▶ _Problem requirements_
The output should consist solely of the line containing "PR #32, opened 2019-01-19" and all lines after it through the final line of the entries below, reproduced exactly.

▶ _Excerpted records_
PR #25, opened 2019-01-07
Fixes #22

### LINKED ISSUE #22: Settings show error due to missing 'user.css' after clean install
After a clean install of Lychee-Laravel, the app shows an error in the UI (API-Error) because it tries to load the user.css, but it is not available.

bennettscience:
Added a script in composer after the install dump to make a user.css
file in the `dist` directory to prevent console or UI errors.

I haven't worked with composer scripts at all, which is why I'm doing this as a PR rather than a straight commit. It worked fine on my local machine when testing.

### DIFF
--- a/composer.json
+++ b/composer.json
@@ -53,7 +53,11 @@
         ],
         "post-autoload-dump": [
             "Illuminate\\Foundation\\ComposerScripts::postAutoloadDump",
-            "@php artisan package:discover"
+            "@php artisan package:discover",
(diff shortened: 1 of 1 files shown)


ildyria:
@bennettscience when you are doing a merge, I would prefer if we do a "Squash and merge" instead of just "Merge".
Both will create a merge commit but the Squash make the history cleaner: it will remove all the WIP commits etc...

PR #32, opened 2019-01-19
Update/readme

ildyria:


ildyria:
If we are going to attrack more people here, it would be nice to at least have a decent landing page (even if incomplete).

▶ _Result_
PR #32, opened 2019-01-19
Update/readme

ildyria:


ildyria:
If we are going to attrack more people here, it would be nice to at least have a decent landing page (even if incomplete).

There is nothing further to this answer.